En Occidente empieza a consolidarse un modelo económico claramente diferenciable, centrado en la propiedad privada, la división del trabajo, la libertad de comercio, la acumulación de capital y el beneficio individual. A partir de este momento, el capitalismo se asocia con una ideología política de orden liberal. Estos postulados se sintetizan en la obra La riqueza de las naciones publicada por Adam Smith en 1776. Pese a lo anterior, este autor apoyó la intervención del Estado en materia de salud, educación y justicia, junto con todas aquellas empresas que no fueran capaces de desarrollarse mediante la iniciativa privada (Posso, 2014).

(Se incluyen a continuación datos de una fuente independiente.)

PR #729, opened 2023-12-05
Add useParticipantTracks hook

lukasIO:


packages/react/src/hooks/useParticipantTracks.ts
```diff
@@ -0,0 +1,25 @@
...
+import { useObservableState } from './internal';
+import type { Participant, Track } from 'livekit-client';
+import { useMaybeParticipantContext } from '../context';
+
+/**
+ * @public
+ */
+export function useParticipantTracks(
+  sources: Track.Source[],
+  participant?: Participant,
```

El reconocimiento del papel del Estado en la economía también fue abordado por David Ricardo, en su libro Principios de la Economía Política y la Tributación de 1817, en el que argumenta que el principal problema de la economía política es determinar las leyes que rigen la distribución del ingreso entre los distintos agentes económicos. Lo anterior, motivó el desarrollo de una teoría para explicar las ganancias, los intereses, las rentas y los salarios (Posso, 2014).
Otro referente que amplía la visión del capitalismo es Max Weber, a través de su obra La ética protestante y el espíritu del capitalismo de 1905. En ella, reconoce al capitalismo como un sistema económico, pero lo asocia con raíces sociológicas, culturales, y religiosas que proporcionan una perspectiva más compleja de este fenómeno. Valores religiosos como la laboriosidad, la frugalidad y la racionalidad económica llevaron a una nueva forma de interpretar la economía, cada vez más orientada hacia la maximización de los recursos, la eficiencia y la rentabilidad (Kurz, 2021).

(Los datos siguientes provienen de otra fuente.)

PR #734, opened 2023-12-14
Fix render loop in TrackToggle onChange

harrywebdev:
This fixes an infinite render loop introduced by #732 by not using memoized callbacks for TrackToggle's onChange prop.


lukasIO:
oh, thanks for the PR, yeah, we should fix this immediately. 
Can you just sign the CLA so that I can merge this?

harrywebdev:
Thanks! Also included a changeset, hopefully it's correct. Cheers!

lukasIO:
perfect, thank you!

Issue #665, opened 2023-10-23
Add a button to close the chat window 


alechaye:
### Describe the problem

If you open the chat window, the only way to close it is by pressing the same button that was used to open it. It is not intuitive for an end user. 
<img width="217" alt="image" src="https://github.com/livekit/components-js/assets/106412628/ef122e8e-769e-4cc0-9327-604dcec5d5f9">

### Describe the proposed solution

Adding a 'X' button or '->' to signal that you can close the chat by pressing there will greatly improve UI experience. 

### Alternatives considered

Adding the button.

### Importance

would make my life easier

lukasIO:
thanks for the report, we're aware of it, we forgot to release a new version of the styles package alongside the components-react package. 
We'll do that probably today!

PR #740, opened 2023-12-23
Added a button to close the chat window

govind-io:
resolves issue #665

The new chat window looks like:
image


lukasIO:
thanks for the PR. I circled this back to our design department. 
The Feedback is
> "Messages" should be centered horizontally in the top, not in the remaining space.
> Close button is more prominent than "Send", which hierarchically shouldn't be the case. I would try making it just the "X", and showing button bg on hover

govindgovind852:
I have made the below changes based on the feedback, please let me know if it looks fine or something else needs to be done:

1. Messages is centered aligned horizontally in the complete space, isntead of remaining space
2. Close button just shows "X" now untill hovered, when hovered it shows the background color.

Without hover on button:
image

With hover on the button:
image

Ocupe (approved):
Looks good to me! Many thanks for your contribution! 👍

A pesar de su capacidad para mejorar las condiciones de vida, impulsar nuevas tecnologías y fortalecer el sistema productivo y financiero de las naciones desarrolladas; el capitalismo viene acompañado de crecientes niveles de pobreza, desigualdad y degradación del medio ambiente. Esta situación ha generado descontento social y un sentimiento generalizado de inestabilidad, marcado por ciclos de crisis económicas cada vez más frecuentes. Esto se explica porque el objetivo de generar ganancias a corto plazo y acumular capital se aparta de la necesidad de brindar condiciones materiales a la sociedad para su reproducción, dejando al Estado la misión de reducir la pobreza (Isidro, 2013).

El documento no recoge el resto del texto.